People gather at Kallumkoottam viewpoint in Kochi to watch a flight landing
People gather at Kallumkoottam viewpoint in Kochi to watch a flight landing Photo | Courtesy: Instagram

THIRUVANANTHAPURAM: At Ponnara Palam, near Vallakkadavu, the roar of airplane engines has become more than just noise. The spot has become a hub for planespotters, mostly youngsters, who gather here to track the paths of planes. They are eager to watch flights land and take off. Some track them using mobile applications, while others capture moments and share them on social media.

This is not merely unique to Thiruvananthapuram. It is a popular hobby wherever there are airports.

“The more you watch aircrafts, the more you want to know about them,” says Gowtham Pramod, a Kochi-based graphic designer.

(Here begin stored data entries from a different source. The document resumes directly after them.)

PR #412, opened 2024-09-16
[2.x] Add option to install ESLint with Prettier

avosalmon:
CleanShot 2024-09-12 at 09 55 53

This PR introduces an option to install and configure ESLint with Prettier for the Inertia stacks.
Selecting the `ESLint with Prettier` option will install ESLint and Prettier with some relevant plugins and add config files.

- It still uses ESLint 8 because some plugins don’t support ESLint 9 flat config yet.
  - e.g. https://github.com/facebook/react/issues/28313
- It adds the `lint` node script to package.json
- This PR also adds a CI workflow to run Pint and ESLint and then commit the coding style changes.

> [!NOTE]  
> Most of the changes for the stubs are code style changes by CI (14759fc864a37a7374de23c88af4336910bb7a25, 60a5a2a48e9ba8df8628c283b448a35344c645dd). Following the commit logs would make it easier to review the changes rather than diving into the files changed.

PR #419, opened 2024-09-26
[2.x] Add option to install Biome with React Inertia stack 

JoeyMckenzie:
image

Tailing off @avosalmon's PR for adding [ESLint and Prettier](https://github.com/laravel/breeze/pull/412), I think it would be handy to also include [Biome](https://biomejs.dev/) as an option for the React Inertia stack. This option would be mutually exclusive with the ESLint/Prettier option as they serve the same purpose. I've been using Biome in some recent projects and am quite fond of it, often preferring it to ESLint/Prettier. It would be great to offer it as an option for those picking React without the need to manually integrate it into the template.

In Kochi, the Kallumkootam viewpoint has long been a favourite. Round the clock, crowds can be seen gasping at the approaching aircraft. You can even hear some identify the airline: Vistara, Qatar, Emirates, etc. The ones that track flights sometimes announce the landing of their favourites.

The trend of planespotting is growing with many turning their passion into content. For these hobbyists, it’s not just about watching planes, but also documenting and sharing the experience.

The hobby offers a chance to connect with fellow spotters and share the passion.

For Midhun Joseph, a photography student in Kochi, planespotting is an escape. “It’s a form of relaxation. Going out with friends and watching planes in the wee hours is calming.”

“The howling of aircraft is kind of cathartic as it breaks the silence and fills us with pride,” notes Sruthy P, an English literature student.

The community is not just about personal satisfaction. It’s also about educating the public. Plane Spotters Kerala, an informal group of enthusiasts, has been active for nearly five years. From its beginnings as a Facebook group, the collective now conducts photography exhibitions and educates people on trends in the aviation industry.

“In 2017, at Thiruvananthapuram airport we installed a sign that spells out TRV -- the IATA code of the airport. The idea was inspired by the LAX installation at Los Angeles airport. It was the first of its kind in India and has since sparked a trend at many other airports,” said Prakash Sankar, president of Plane Spotters Kerala.

Social media has given planespotting a new dimension. Instagram reels featuring aircraft can garner thousands of views, turning what was once a niche hobby into a widely seen one.

Planespotters edit and post videos like other hobbyists. At Ponnara Palam and beyond, the skies are no longer just a passageway for flights. They are a canvas for many to explore, document, and share their love for airplanes.